(EXCERPTED RECORDS)
PR #1415, opened 2018-05-14
export/import key images

cryptochangements34:
This functionality is needed to get the true balance of a view-only wallet

### DIFF
--- a/pages/Transfer.qml
+++ b/pages/Transfer.qml
@@ -539,6 +539,30 @@ Rectangle {
                     submitTxDialog.open();
                 }
             }
+            
+            StandardButton {
+                id: exportKeyImagesButton
+                text: qsTr("Export key images") + translationManager.emptyString
+                small: true
+                visible: !appWindow.viewOnly
+                enabled: pageRoot.enabled
+                onClicked: {
+                    console.log("Transfer: export key images clicked")
+                    exportKeyImagesDialog.open();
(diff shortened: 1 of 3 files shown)


pages/Transfer.qml
```diff
@@ -539,6 +539,30 @@ Rectangle {
...
+                    console.log("Transfer: export key images clicked")
+                    exportKeyImagesDialog.open();
+                }
+            }
+
+            StandardButton {
+                id: importKeyImagesButton
+                text: qsTr("Import key images") + translationManager.emptyString
+                small: true
+                visible: appWindow.viewOnly && walletManager.isDaemonLocal(appWindow.currentDaemonAddress)
```
stoffu: Why does the connected daemon need to be local?

cryptochangements34: https://github.com/monero-project/monero/blob/4b728d7dd48584987f53995a141baac4f886f017/src/wallet/api/wallet.cpp#L1020 I'm not sure on the reasoning behind it but the wallet api function wants a trusted daemon, which AIUI is only local daemons since there is no `trusted-daemon` flag/option in the GUI.

luigi1111: I believe it queries the daemon with the "is_key_image_spent" function, which reveals to the daemon  the key images that the wallet is interested in.

Issue #1436, opened 2018-05-31
Add explicit option for choosing Mainnet on Welcome to Monero! in gui wallet


hvr1:
Enhancement: Add option for choosing Mainnet above Testnet and Stagenet. At the moment double clicking either will enable mainnet. However it would be more intuitive to have this as an explicit option.

![monero gui](https://user-images.githubusercontent.com/39798404/40780732-7efbb140-64ea-11e8-8070-7a7e5fc02ba1.PNG)

skftn:
+enhancement

baryluk:
Even better remove both all options, and require to use a command line flag or entry in the config file. This is not something normal user needs to know or accidentally select.

mmbyday:
+resolved

dEBRUYNE-1:
+resolved

PR #1452, opened 2018-06-07
add explicit mainnet button and move nettypes to advanced options

cryptochangements34:
Most users don't need to worry about  testnet/stagenet so they are moved to an "Advanced Options" tab. Under this tab a "Mainnet" button is also added along side the other nettypes to address #1436

### DIFF
--- a/components/CheckBox2.qml
+++ b/components/CheckBox2.qml
@@ -28,6 +28,7 @@
 
 import QtQuick 2.0
 import QtQuick.Layouts 1.1
+import QtGraphicalEffects 1.0
 import "." 1.0
 
 RowLayout {
@@ -40,6 +41,7 @@ RowLayout {
     property int fontSize: 14 * scaleRatio
     property alias fontColor: label.color
     property int textMargin: 8 * scaleRatio
+    property bool darkDropIndicator: false
     signal clicked()
     height: 25 * scaleRatio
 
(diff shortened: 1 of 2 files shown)


stoffu:
Currently `CheckBox2` uses `whiteDropIndicator.png` for the tick icon which becomes a bit difficult to see on a light gray background. The following patch adds a boolean option `darkDropIndicator` to `CheckBox2` which allows the tick icon to become dark:

```javascript
--- a/components/CheckBox2.qml
+++ b/components/CheckBox2.qml
@@ -28,6 +28,7 @@
 
 import QtQuick 2.0
 import QtQuick.Layouts 1.1
+import QtGraphicalEffects 1.0
 import "." 1.0
 
 RowLayout {
@@ -40,6 +41,7 @@ RowLayout {
     property int fontSize: 14 * scaleRatio
     property alias fontColor: label.color
     property int textMargin: 8 * scaleRatio
+    property bool darkDropIndicator: false
     signal clicked()
     height: 25 * scaleRatio
 
@@ -74,12 +76,19 @@ RowLayout {
                 anchors.left: label.right
                 anchors.leftMargin: textMargin
                 color: "transparent"
+                rotation: checkBox.checked ? 180  * scaleRatio : 0
 
                 Image {
                     id: indicatorImage
                     anchors.centerIn: parent
                     source: "../images/whiteDropIndicator.png"
-                    rotation: checkBox.checked ? 180  * scaleRatio : 0
+                    visible: !darkDropIndicator
+                }
+                ColorOverlay {
+                    anchors.fill: indicatorImage
+                    source: indicatorImage
+                    color: "#FF000000"
+                    visible: darkDropIndicator
                 }
             }
```

Also, now that these buttons really become the standard radio buttons, `checked = true;` needs to be added to the `onClicked` event of each of these buttons, otherwise it'd be possible to have all of them unchecked.

screen shot 2018-06-07 at 16 49 44

PR #1454, opened 2018-06-09
Fix for frozen settings page

pazos:
currently we are checking daemon status each time we go to settings page (when local daemon is selected). This causes a hang of a few seconds (it depends on monerod's workload). 

This is a proposal to remove this check and rely on  "onWalletConnectionStatusChanged", as we do for leftpanel's network status items.

I did check the behaviour of this patch against a local daemon (started both inside and outside the gui) and it seems to work fine for me. More testing would be required and reviews apreciated because this might be some stupid PR.

### DIFF
--- a/main.qml
+++ b/main.qml
@@ -358,6 +358,10 @@ ApplicationWindow {
         middlePanel.updateStatus();
         leftPanel.networkStatus.connected = status
 
+        // update local daemon status.
+        if(!isMobile && walletManager.isDaemonLocal(appWindow.persistentSettings.daemon_address))
+            daemonRunning = status;
+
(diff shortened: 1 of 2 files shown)


MaxXor:
@luigi1111 Can this get included in the v0.12.2.0 release as the binaries are not built yet?

luigi1111:
@MaxXor probably, but it needs to be PR'd against the branch (too) for that to happen.

pazos:
I have no problem about submitting this PR against release branch but I would like to make sure that this change is safe across different OSes and user setups.

MaxXor:
I can tell for Debian 9 amd64 it's working fine.

PR #2158, opened 2019-05-03
wallet: fix deadlock, omit invoking 'refresh' from callback

xiphon:
https://github.com/monero-project/monero/issues/5515


selsta:
I guess this explains why it refreshed twice after sending.

ph4r05:
This fixes the problem 👍

PR #2168, opened 2019-05-15
wizard: Fix restore height when using stagenet/testnet

### LINKED ISSUE #2150: Restore height as date is wrong when using stagenet/testnet
Solution: Remove this function for stagenet/testnet or add a getApproximateBlockchainHeight function for stagenet/testnet.

mmbyday:
Resolves #2150


mmbyday:
Updated, thanks! :-)

PR #2174, opened 2019-05-22
use https to fetch remote nodes list on Windows

xiphon:


xiphon:
@mmbyday 

Make sure your Qt is build with openssl support and you have openssl dynamic libs installed on the system

mmbyday:
@xiphon Thanks for the info and your patience. I think my openssl is setup accordingly. Can you verify the [readme ](https://github.com/monero-project/monero-gui/blob/master/README.md)and build process already includes building with openssl support and installation of dynamic libs? Or is there additional steps required and the readme would need amending.

xiphon:
@mmbyday 

Please checkout #2177 changes, run `make deploy`, test the GUI and report back the results.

(EXERCISE OBJECTIVE) What belongs in the answer is each line of the data that has the word "emptyString".

(ANSWER FOR THIS EXERCISE)
+                text: qsTr("Export key images") + translationManager.emptyString
+                text: qsTr("Import key images") + translationManager.emptyString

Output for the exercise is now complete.